Aim of the task:
Find every line in the records below that contains the word "complement", and copy each such line.

(Extracted records)
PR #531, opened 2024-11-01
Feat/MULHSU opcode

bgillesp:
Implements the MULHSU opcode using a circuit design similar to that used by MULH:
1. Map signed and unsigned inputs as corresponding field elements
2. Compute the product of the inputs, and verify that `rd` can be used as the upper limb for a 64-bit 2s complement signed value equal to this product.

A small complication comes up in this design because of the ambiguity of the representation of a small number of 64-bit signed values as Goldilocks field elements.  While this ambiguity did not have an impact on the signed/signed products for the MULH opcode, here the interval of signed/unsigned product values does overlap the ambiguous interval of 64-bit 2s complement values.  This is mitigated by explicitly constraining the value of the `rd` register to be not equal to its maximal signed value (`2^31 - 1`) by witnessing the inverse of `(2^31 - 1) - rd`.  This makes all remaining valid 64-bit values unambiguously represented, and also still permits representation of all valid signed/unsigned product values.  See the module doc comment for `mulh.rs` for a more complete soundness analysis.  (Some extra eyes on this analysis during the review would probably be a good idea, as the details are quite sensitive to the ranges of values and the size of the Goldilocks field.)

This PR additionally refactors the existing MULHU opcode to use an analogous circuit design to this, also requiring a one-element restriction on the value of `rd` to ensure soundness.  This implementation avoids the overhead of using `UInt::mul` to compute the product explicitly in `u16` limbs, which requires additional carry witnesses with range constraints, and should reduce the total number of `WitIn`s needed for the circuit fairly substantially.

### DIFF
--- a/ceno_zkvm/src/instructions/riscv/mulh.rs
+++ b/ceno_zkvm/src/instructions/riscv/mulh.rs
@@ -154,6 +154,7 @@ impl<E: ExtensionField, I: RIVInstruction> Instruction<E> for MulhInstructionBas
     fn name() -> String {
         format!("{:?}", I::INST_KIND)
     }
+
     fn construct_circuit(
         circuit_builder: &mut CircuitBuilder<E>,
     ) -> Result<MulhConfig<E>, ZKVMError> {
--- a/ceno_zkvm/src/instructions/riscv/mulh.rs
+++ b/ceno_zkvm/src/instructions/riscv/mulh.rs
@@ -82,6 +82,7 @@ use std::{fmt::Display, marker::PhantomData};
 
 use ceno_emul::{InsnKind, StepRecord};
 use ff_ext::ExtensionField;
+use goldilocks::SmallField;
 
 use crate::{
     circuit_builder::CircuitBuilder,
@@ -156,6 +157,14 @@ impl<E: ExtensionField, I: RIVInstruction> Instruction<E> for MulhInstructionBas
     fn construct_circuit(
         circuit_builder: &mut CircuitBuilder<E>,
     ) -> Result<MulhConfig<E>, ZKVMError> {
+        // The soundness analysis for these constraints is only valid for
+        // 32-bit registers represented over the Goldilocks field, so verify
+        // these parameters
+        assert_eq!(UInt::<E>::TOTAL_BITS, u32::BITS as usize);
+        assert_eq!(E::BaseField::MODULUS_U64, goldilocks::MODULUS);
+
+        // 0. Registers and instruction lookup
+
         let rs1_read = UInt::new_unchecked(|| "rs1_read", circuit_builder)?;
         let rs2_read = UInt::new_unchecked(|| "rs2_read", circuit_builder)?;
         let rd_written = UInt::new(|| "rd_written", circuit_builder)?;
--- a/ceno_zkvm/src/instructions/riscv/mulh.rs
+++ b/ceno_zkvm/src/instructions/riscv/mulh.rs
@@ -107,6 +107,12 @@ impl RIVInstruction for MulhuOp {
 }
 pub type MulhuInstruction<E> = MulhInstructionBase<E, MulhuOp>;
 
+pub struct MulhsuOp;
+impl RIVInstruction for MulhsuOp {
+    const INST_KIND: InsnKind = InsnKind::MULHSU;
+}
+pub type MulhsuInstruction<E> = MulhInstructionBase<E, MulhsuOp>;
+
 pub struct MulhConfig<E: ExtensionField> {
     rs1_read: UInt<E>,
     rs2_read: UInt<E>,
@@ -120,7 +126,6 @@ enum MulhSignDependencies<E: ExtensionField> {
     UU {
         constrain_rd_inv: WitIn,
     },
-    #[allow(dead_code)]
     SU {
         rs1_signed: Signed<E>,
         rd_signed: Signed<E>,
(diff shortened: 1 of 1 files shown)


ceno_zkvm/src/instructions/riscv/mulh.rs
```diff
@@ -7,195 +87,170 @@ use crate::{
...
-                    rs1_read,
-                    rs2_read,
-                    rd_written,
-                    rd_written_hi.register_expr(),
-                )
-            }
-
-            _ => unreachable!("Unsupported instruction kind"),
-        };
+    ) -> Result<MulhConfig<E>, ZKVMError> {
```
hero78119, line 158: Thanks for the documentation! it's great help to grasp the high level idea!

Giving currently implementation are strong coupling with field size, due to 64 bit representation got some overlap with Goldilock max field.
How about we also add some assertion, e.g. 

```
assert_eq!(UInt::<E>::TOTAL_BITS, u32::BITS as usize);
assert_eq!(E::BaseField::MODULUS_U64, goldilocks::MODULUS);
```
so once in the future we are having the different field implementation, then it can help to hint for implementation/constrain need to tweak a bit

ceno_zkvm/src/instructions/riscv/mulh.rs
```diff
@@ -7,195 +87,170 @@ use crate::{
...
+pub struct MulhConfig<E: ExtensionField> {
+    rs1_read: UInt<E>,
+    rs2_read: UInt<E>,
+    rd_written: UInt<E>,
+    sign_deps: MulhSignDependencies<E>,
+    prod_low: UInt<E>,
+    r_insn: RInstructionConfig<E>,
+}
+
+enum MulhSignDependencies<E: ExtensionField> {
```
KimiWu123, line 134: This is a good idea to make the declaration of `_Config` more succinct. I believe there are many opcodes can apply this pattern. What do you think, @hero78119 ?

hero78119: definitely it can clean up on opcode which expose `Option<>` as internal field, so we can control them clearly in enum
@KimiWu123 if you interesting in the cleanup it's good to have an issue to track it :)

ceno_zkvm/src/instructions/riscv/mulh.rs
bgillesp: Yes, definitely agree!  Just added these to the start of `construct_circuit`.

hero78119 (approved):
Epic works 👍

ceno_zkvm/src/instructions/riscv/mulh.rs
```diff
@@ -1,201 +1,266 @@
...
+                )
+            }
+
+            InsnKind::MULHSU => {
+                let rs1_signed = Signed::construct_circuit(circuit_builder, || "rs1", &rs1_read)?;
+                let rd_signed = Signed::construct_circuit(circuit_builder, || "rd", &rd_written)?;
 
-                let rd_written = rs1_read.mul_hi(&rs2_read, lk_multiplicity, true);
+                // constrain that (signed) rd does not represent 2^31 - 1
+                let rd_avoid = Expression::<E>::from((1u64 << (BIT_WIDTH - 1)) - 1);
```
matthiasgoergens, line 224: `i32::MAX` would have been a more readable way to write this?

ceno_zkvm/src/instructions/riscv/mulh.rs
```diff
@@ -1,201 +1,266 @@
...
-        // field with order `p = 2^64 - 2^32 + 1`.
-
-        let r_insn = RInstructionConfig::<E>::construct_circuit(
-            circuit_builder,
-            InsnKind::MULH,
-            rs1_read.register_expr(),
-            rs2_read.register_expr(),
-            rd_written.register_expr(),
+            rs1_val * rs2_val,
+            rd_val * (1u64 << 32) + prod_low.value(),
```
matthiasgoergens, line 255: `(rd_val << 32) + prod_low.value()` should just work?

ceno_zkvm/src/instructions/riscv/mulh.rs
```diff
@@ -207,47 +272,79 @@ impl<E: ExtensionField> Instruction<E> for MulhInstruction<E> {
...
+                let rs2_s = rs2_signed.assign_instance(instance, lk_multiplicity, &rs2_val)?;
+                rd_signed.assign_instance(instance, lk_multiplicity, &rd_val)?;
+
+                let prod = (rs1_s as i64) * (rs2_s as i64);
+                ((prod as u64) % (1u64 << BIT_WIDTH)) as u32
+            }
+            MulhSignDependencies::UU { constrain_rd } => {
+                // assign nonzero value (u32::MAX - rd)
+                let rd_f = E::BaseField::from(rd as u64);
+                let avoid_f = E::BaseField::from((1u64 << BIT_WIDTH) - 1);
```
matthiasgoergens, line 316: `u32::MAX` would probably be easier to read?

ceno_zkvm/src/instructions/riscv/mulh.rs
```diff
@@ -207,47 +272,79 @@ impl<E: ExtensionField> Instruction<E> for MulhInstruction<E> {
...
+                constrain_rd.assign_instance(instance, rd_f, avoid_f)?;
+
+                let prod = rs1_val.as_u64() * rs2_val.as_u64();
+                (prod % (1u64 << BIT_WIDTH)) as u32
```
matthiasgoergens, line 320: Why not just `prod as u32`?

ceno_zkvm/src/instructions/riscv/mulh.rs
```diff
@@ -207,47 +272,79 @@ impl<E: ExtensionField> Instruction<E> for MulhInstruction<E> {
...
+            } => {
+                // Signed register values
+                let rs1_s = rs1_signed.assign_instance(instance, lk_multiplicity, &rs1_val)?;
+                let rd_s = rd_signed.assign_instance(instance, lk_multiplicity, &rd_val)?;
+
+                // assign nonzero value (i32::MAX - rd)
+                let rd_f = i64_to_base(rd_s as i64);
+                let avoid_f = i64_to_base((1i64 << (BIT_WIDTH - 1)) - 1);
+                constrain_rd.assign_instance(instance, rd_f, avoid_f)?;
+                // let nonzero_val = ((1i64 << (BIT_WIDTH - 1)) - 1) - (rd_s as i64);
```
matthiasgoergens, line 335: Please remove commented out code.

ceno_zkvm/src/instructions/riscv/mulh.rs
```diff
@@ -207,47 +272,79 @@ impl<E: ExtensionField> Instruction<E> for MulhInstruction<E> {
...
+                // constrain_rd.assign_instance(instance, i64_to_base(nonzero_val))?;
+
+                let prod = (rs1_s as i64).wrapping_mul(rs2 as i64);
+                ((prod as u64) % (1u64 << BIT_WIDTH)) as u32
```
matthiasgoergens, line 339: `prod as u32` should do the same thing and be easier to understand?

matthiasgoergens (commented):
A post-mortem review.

Task output:
2. Compute the product of the inputs, and verify that `rd` can be used as the upper limb for a 64-bit 2s complement signed value equal to this product.
A small complication comes up in this design because of the ambiguity of the representation of a small number of 64-bit signed values as Goldilocks field elements.  While this ambiguity did not have an impact on the signed/signed products for the MULH opcode, here the interval of signed/unsigned product values does overlap the ambiguous interval of 64-bit 2s complement values.  This is mitigated by explicitly constraining the value of the `rd` register to be not equal to its maximal signed value (`2^31 - 1`) by witnessing the inverse of `(2^31 - 1) - rd`.  This makes all remaining valid 64-bit values unambiguously represented, and also still permits representation of all valid signed/unsigned product values.  See the module doc comment for `mulh.rs` for a more complete soundness analysis.  (Some extra eyes on this analysis during the review would probably be a good idea, as the details are quite sensitive to the ranges of values and the size of the Goldilocks field.)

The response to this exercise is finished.